Redon. L’écluse au carrefour des eaux

Article du Télégramme de Brest, Photos de Jos Doaré, et des reporters photographes du télégramme de Brest. Pourquoi cet article, pour en faire profiter les amoureux de la Bretagne. Qui découvre aussi ce journal.   

Julien Joly

Les marins et les cyclistes qui empruntent le canal de Nantes à Brest l’auront reconnue tout de suite. Depuis les années 1960, le point de vue de cette écluse redonnaise n’a pas beaucoup changé. À droite, on reconnaît le P’tit Théâtre Notre-Dame sur le quai Surcouf. Droit devant, c’est la Vilaine, uniquement séparée du canal par cette écluse dite des Bateliers.

Des centaines de bateaux de plaisance passent ici chaque été, sous l’œil de l’éclusier qui manœuvre depuis sa tour de contrôle. Le fonctionnement des machines est aujourd’hui électronique, même si, en cas de pépin, on peut  se rabattre sur a bonne vieille manivelle.

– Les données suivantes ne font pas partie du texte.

PR #824, opened 2026-07-24
Allow plugins to enable multiple file/directory selection

lutzbichler:
Some plugins might need informations from multiple input files or directories. These can override the `allowsMultipleFiles` method and return `true` to enable multiple file/directory selection.

Note: While selecting multiple files is possible in a single selection step, selecting multiple directories can only be done by subsequent selection steps.

### DIFF
--- a/qdlt/plugininterface.h
+++ b/qdlt/plugininterface.h
@@ -28,7 +28,7 @@
 
 #include <QString>
 
-#define PLUGIN_INTERFACE_VERSION "1.0.1"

Ancienne ville d’armateurs, Redon est un carrefour des voies navigables bretonnes, à quarante kilomètres de l’océan. Située an nord de la confluence de l’Oust et de la Vilaine, elle est traversée par le canal de Nantes à Brest. Percer cette voie navigable fut un chantier d’envergure, au XIXᵉ siècle. Elle compte 364 km de canaux et 238 écluses !

Un port majeur

Historiquement, le point fort de Redon était sa capacité à recevoir des bateaux fluviaux et maritimes. Les voiliers pouvaient y arriver sans avoir à démâter. Première grande ville quand on rentre sur la Vilaine du côté d’Arzal, Redon a souvent été considérée comme l’avant-port de Rennes, destination de nombreuses barges chargées de fret.

Après la canalisation de la Vilaine, au XVᵉ siècle, le port de Redon a attiré des marchands du nord de la Bretagne, de Mayenne et de Normandie. Les quais se sont parés de riches maisons. Le transport fluvial a commencé à décliner au début de XXᵉ siècle. Les marchandises passaient désormais par le chemin de fer ou la route.

Le point final de cette aventure humaine et technologique a été posé en octobre 2013, quand le navire de Saint-Germain a cessé de naviguer. Il transportait depuis l’embouchure de la Loire l’équivalent e plus de 300 camions de sable et de gravier, destinés aux maraîchers et aux entreprises du bâtiment. Sa disparition a eu de lourdes conséquences économiques, avec la fermeture de sablières locales.

    Le saviez-vous ?

À partir de 1970, le barrage d’Arzal a fortement adouci le caractère soupe au lait de la vilaine. En régulant son débit, ce rare modèle de barrage estuarien a permis de lutter contre les inondations hivernales à Redon et jusque dans la région de Rennes et Vitré. Il fournit même de l’eau potable !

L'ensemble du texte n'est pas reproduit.